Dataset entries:

++++++++

PR #3177, opened 2019-07-01
Changes to API generation

jskeet:
- Python scripts to provide information from the API catalog for shell scripts
  - getapifield.py fetches a single field for a single package
  - listapis.py lists all the packages, with options to select a specific field, and/or to filter by presence or exact value of a field
- All package information is within the API catalog; generateapis.sh consults this
- generateapis.sh now allows you to specify which packages you want to generate
- apis.json is now strictly-compliant JSON, with a README.md to explain it
- Process documentation is updated

### DIFF
--- a/NEWAPI.md
+++ b/NEWAPI.md
@@ -10,6 +10,7 @@ Prerequisites:
 - `git`
 - `bash` (on Windows, the version that comes with Git for Windows)
 - `wget`
+- Python 3 on the path as `python`
 - Java 9+ (until the microgenerators are in use for everything)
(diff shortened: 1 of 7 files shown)


jskeet:
Note: running generateapis.sh detects no changes (as I've merged #3176 - previously it generated the same set of changes).

Next steps will be to get rid of the special-casing for IAM, OsLogin and Logging, and fold in microgeneration as well. But let's get this one done first :)

jskeet:
Side-note: we'll probably need to change the shell script to call "python3" instead of "python" when on Linux. We can put a $PYTHON variable in tool_versions.sh when we need to.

++++++++

For each line of the data that includes the word "catalog", return a copy of it.

- Python scripts to provide information from the API catalog for shell scripts
- All package information is within the API catalog; generateapis.sh consults this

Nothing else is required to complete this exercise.